▶ [WORK TO BE COMPLETED]
Exactly the lines from the one that holds "Fix bug in station selection" to the end of the data below: retype these and nothing else.
---- RECORDS
PR #690, opened 2022-05-18
tuner_utils: use datetime to calculate elapsed time

mebeim:
As it currently stands, the elapsed time calculated in `tuner_utils.py` does not take into account durations longer than 24 hours, and wraps around back to "00h 00m 00s" every 24h. It also uses `time.gmtime()` to express the elapsed time, which is conceptually wrong as `time.gmtime()` returns a `struct_time` whose purpose is to represent a *time value*, not a *duration* (delta between two time values).

Use `datetime` instead of `time`, which produces `timedelta` objects that can correctly represent durations, and format the duration accordingly, taking into account the possibility of a total elapsed exceeding 24 hours.

### DIFF
--- a/keras_tuner/engine/tuner_utils.py
+++ b/keras_tuner/engine/tuner_utils.py
@@ -16,7 +16,7 @@
 
 import collections
 import math
-import time
+from datetime import datetime
 
 import numpy as np
 import tensorflow as tf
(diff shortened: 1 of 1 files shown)


haifeng-jin (approved):
Thanks for the PR!

PR #202, opened 2023-04-20
Fix bug in station selection

nicolejkeeney:
This fixes a bug in the station selection code by adding back in the grid_mapping attr, which I had unknowingly removed.

**To test**: Ensure that retrieval and loading of weather station data works using ``app.select()`` and ``app.retrieve()``.


vicford (approved):
Works just fine for me!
--------
▶ [EXERCISE ANSWER]
Fix bug in station selection

nicolejkeeney:
This fixes a bug in the station selection code by adding back in the grid_mapping attr, which I had unknowingly removed.

**To test**: Ensure that retrieval and loading of weather station data works using ``app.select()`` and ``app.retrieve()``.


vicford (approved):
Works just fine for me!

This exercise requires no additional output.